**Exercise materials:**

PR #1883, opened 2026-08-23
tests: verify current issuer certificates

### LINKED ISSUE #922: tests: Add test that verifies using current issuer certificates
During #910 development the test suite was passing but a simply running this failed with InvalidSCTKeyError:

```
sigstore sign README.md
sigstore verify identity --cert-identity $ID --cert-oidc-issuer $ISSUER README.md
```

The reasons for this seem to be:
* SCT verification code made assumptions about the order of certificates in the issuer "chain"
* At some point in time "chain" actually was in that assumed order
* all of the current test data was generated during that time
* current "issuer chain" looks different

So the problem is that right now we have no test that actually asserts that our SCT verification works on current sigstore trust root. We should  add
* A new asset `test/unit/assets/new_bundle.txt` (like the other txts, just a text file)
* A new good signature bundle in `test/unit/assets/new_bundle.txt.sigstore` (the bundle is the result of running `sigstore sign new_bundle.txt`
* a test that asserts that the new bundle verifies correctly (copying `test_verifier_offline()` probably works fine)

Note that if you create this new bundle, it will contain the email address that you used to authenticate with.

Aryadeepta:
#### Summary

Adds regression coverage for #922 using a bundle signed with the current
production Fulcio issuer certificates.

The existing test assets were generated against older issuer certificate
chains and did not ensure that SCT verification continued to work with the
current production trust root.

This adds a fresh production signing bundle and verifies it with
`Verifier.production(offline=True)`.

Closes #922

Tested with:

- `make lint`
- `make test`

#### Release Note

None. This is a test-only change.

#### Documentation

None.


jku:
Hi, thank you for the test. I'm going to close this as the situation has improved since the the issue was filed 2 years ago: at least the `test_fix_bundle_*` tests indirectly test this as part of "make test" (I'm not surprised if there are other tests too). Also, pyopenssl was completely removed since then so the original issue should now be impossible

Apologies for leaving the issue open.

PR #1892, opened 2026-09-08
build: Switch to uv_build

jku:
Switch from flit to uv_build as build backend to remove an additional dependency. This should also make the build actually reproducable (since flit was not strictly pinned)
* stop using dynamic version (not supported by uv): add a build time check and tweak version test instead to ensure versions match. I did not use `importlib.metadata.version("sigstore")` to avoid the import and call on every invocation
* Pin the uv_build version with the `version-file: uv.lock` trick for build reproducibility: otherwise uv-setup is not very strict about the uv version and will kind of use whatever is available
* Results are basically identical (trivial changes in build metadata)

### DIFF
--- a/Makefile
+++ b/Makefile
@@ -97,6 +97,12 @@ doc: $(VENV)/pyvenv.cfg
 
 .PHONY: package
 package: $(VENV)/pyvenv.cfg
+	@SIGSTORE_VERSION=$$(. $(VENV_BIN)/activate && python -c "import sigstore; print(sigstore.__version__)") && \
+		PROJECT_VERSION=$$(uv version --short --frozen 2>/dev/null) && \
+		if [ "$$SIGSTORE_VERSION" != "$$PROJECT_VERSION" ]; then \
+			echo "Error: sigstore.__version__ ($$SIGSTORE_VERSION) does not match pyproject.toml version ($$PROJECT_VERSION)"; \
+			exit 1; \
+		fi
 	uv build
 
 .PHONY: release
--- a/Makefile
+++ b/Makefile
@@ -97,12 +97,6 @@ doc: $(VENV)/pyvenv.cfg
 
 .PHONY: package
 package: $(VENV)/pyvenv.cfg
-	@SIGSTORE_VERSION=$$(. $(VENV_BIN)/activate && python -c "import sigstore; print(sigstore.__version__)") && \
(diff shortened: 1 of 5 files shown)


jku:
> * Pin the uv_build version with the `version-file: uv.lock` trick for build reproducibility: otherwise uv-setup is not very strict about the uv version and will kind of use whatever is available

this is likely not that important in practice, I can remove it if there's complaints. I just think build dependency versions should be pinned as strictly as runtime ones.

pyproject.toml
```diff
@@ -71,6 +72,9 @@ dev = [
   "pip-tools>=7.6.0",
 ]
 
+# pin uv for setup-uv action
+uv = ["uv"]
```
woodruffw, line 76: I had never actually thought of using uv to pin itself like this before 🙂

Makefile
```diff
@@ -97,6 +97,12 @@ doc: $(VENV)/pyvenv.cfg
 
 .PHONY: package
 package: $(VENV)/pyvenv.cfg
+	@SIGSTORE_VERSION=$$(. $(VENV_BIN)/activate && python -c "import sigstore; print(sigstore.__version__)") && \
+		PROJECT_VERSION=$$(uv version --short --frozen 2>/dev/null) && \
+		if [ "$$SIGSTORE_VERSION" != "$$PROJECT_VERSION" ]; then \
+			echo "Error: sigstore.__version__ ($$SIGSTORE_VERSION) does not match pyproject.toml version ($$PROJECT_VERSION)"; \
+			exit 1; \
+		fi
```
woodruffw: My 0.02c would be for removing `__version__` now, technically it'd be breaking but IIUC modern Python prefers the `importlib.metadata` APIs for runtime version retrieval anyways.

woodruffw (dismissed):

Makefile
jku: I see.

I actually have a review comment of my own here -- this ends up doing `uv sync --dev` during package build, I think this unwanted.

So I think I'll remove this build time test -- there is still the unit test to make sure the version matches. I am not against removing `__version__` but that does feel breaking (I think there's a real chance someone is using it) so I'm not doing it here.

Resolving this, feel free to reopen if you feel more strongly about the version removal

jku:
Added a commit to remove the  build time version check: installing things during package build creates unnecessary supply chain risk. I still left `__version__` in the code for now for compatibility

woodruffw (approved):

PR #1900, opened 2026-09-13
verify: support RSA PKCS1v15 certificate keys

noah-ing:
#### Summary

Related to #1439. This implements the RSA PKCS#1 v1.5/SHA-256 portion, not the entire algorithm-support request.

Both artifact and DSSE verification currently invoke the signing key through an ECDSA-only operation. A valid RSA-signed bundle can pass certificate and transparency verification, then fail with `TypeError: RSAPublicKey.verify() missing 1 required positional argument: 'algorithm'`.

This change dispatches signature verification by public-key type and adds RSA PKCS#1 v1.5/SHA-256 for 2048-, 3072-, and 4096-bit keys. The existing ECDSA behavior and `Hashed` algorithm validation are preserved.

There is a separate certificate boundary to handle: the issuer's certificate-signature algorithm does not determine the subject key's artifact-signature algorithm. `_get_key_details()` now derives the RSA profile from the subject key instead. An unrestricted RSA subject can have an ECDSA- or PSS-signed certificate; a PSS-restricted subject SPKI must not be treated as an unrestricted PKCS#1 key. The verifier checks the certificate's subject SPKI and rejects that restricted profile before artifact or DSSE signature verification.

No signing defaults, dependencies, or public API signatures change. RSA-PSS artifact signatures and Ed25519/Ed25519ph verification are outside this patch. Verification never retries with another padding scheme or hash.

##### Regression coverage

- Real RSA signatures across the supported key sizes, with wrong-padding, wrong-hash, unsupported-size, substitution, and mislabeled-prehash negatives.
- Real certificates separating the subject key from ECDSA, RSA PKCS#1, and RSA-PSS issuer signatures.
- Artifact signature/body-consistency tests for Rekor v1/v2, and DSSE signature/body-consistency tests for Rekor v2. These component tests explicitly isolate common certificate/log-trust verification.
- Eighteen complete synthetic Rekor v1 bundle tests exercising certificate chain, SCT, signed entry timestamp, inclusion proof/checkpoint, identity policy, signature, and log-body consistency without mocked verification. They include correctly signed inconsistent log entries and tampered evidence.
- Five frozen-fixture tests for PSS-only subject SPKIs. They first establish that the underlying signatures are valid, then require the public verifier to reject the unsupported subject profile.

The complete-bundle test file produces six failures against parent `4963a123`, at the RSA/ECDSA verification mismatch, and passes on this branch. The synthetic fixtures do not claim production Fulcio enrollment or public Rekor publication. Full RSA v2 trust-path integration is not claimed by the component tests.

##### Validation

On commit `f340c513`:

- Full host and clean-checkout Linux arm64 Docker suites: **285 passed, 30 skipped, 2 xpassed** each.
- Focused RSA/DSSE/key-details suite with the minimum supported `cryptography==47.0.0`: **106 passed, 1 skipped**.
- Pinned upstream conformance `v0.0.29`, verification-only: **128 passed, 6 skipped, 6 xfailed**, using the existing expected-failure configuration.
- Ruff formatting/lint, mypy, Bandit, reference-documentation check, wheel/sdist builds, isolated installed-wheel RSA verification, and a Gitleaks scan of the committed diff passed.

No new skip or xfail was introduced. The full suite's skips and XPASS results come from existing tests. The complete host/integration and conformance runs used network access; a separate network-disabled Docker unit run passed with **257 passed, 37 skipped, 1 xpassed**.

From the checkout:

```sh
uv sync --locked --dev
make lint
make test TEST_ARGS='-q --tb=short'
make package
```

The focused end-to-end and subject-profile regressions can also be run directly:

```sh
uv run --locked pytest \
  test/unit/verify/test_verifier_rsa_bundle.py \
  test/unit/verify/test_verifier_rsa_spki.py
```

#### Release Note

Added RSA PKCS#1 v1.5/SHA-256 signing-certificate verification for artifacts and DSSE envelopes with 2048-, 3072-, and 4096-bit keys. RSA key details were derived from the subject key independently of the issuer's certificate-signature algorithm. RSA-PSS artifact/DSSE signatures and PSS-restricted subject keys remained unsupported; signing defaults were unchanged.

Included in `CHANGELOG.md`.

#### Documentation

The accepted profile and limitations are recorded in `CHANGELOG.md`. `test/assets/rsa-pss-spki/README.md` documents the public-only synthetic fixtures, the issuer/subject distinction, and replay versus regeneration requirements. Test-module docstrings distinguish isolated component coverage from complete synthetic trust-path verification.

There is no separate documentation-site PR in this change.


woodruffw:
This is a 1200 line diff with an LLM comment with no clearly motivated use case. Please don't do this.

PR #366, opened 2024-09-02
Add DTCM to DS/DSi memory maps

### LINKED ISSUE #291: Add DTCM to DS/DSi Memory Maps
https://problemkaputt.de/gbatek.htm#dsmemorycontrolcacheandtcm
https://problemkaputt.de/gbatek.htm#armcp15tightlycoupledmemorytcm

TCM is high speed memory on the ARM9 CPU itself. There are two types of TCM, one meant for Instructions (ITCM) and one meant for Data (DTCM). ITCM is probably unlikely to be useful for achievements, but DTCM seems to be useful. Okamiden for the DS appears to store all important savefile flags in this region rather than in Main RAM.

There is a question however where exactly should it be put. Should it be placed right after the Main RAM for each console (which would result in a odd memory map when comparing the two, and could be potentially problematic if you want to support running DSi enhanced games in either DS or DSi mode), or should it be placed after what would be the Main RAM for DSi, and leave a 12MiB hole for DS?

CasualPokePlayer:
Resolves #291


src/rcheevos/consoleinfo.c
```diff
@@ -721,16 +721,29 @@ static const rc_memory_regions_t rc_memory_regions_n64 = { _rc_memory_regions_n6
 /* ===== Nintendo DS ===== */
 /* https://www.akkit.org/info/gbatek.htm#dsmemorymaps */
 static const rc_memory_region_t _rc_memory_regions_nintendo_ds[] = {
-    { 0x000000U, 0x3FFFFFU, 0x02000000U, RC_MEMORY_TYPE_SYSTEM_RAM, "System RAM" }
+    { 0x0000000U, 0x03FFFFFU, 0x02000000U, RC_MEMORY_TYPE_SYSTEM_RAM, "System RAM" },
+    /* To keep DS/DSi memory maps aligned, padding is set here for the DSi's extra RAM */
+    { 0x0400000U, 0x0FFFFFFU, 0x02400000U, RC_MEMORY_TYPE_UNUSED, "Unused (DSi exclusive)" },
```
Jamiras, line 726: Why is this padding necessary? We have a separate map for DSi. 

Is there concern that a DS game will be loaded in DSi mode? As long as the game is associated to DS in the database, it should use the DS map over the DSi map, even if the emulator is running in DSi mode. In that case, the "real address" of 0xE0000000 becomes the thing that will line up the data correctly.

I guess this is a simplification so an emulator running in DSi mode doesn't have to know it's a DS game that's loaded? I'm weary of leaving a 12MB gap here as the dev tools will still allocate a 16MB buffer when searching, and developers will wonder about the large gap when building achievements.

**Required action:** Wherever the string "gbatek" appears in the entries, copy that line.

**Response box:**
https://problemkaputt.de/gbatek.htm#dsmemorycontrolcacheandtcm
https://problemkaputt.de/gbatek.htm#armcp15tightlycoupledmemorytcm
 /* https://www.akkit.org/info/gbatek.htm#dsmemorymaps */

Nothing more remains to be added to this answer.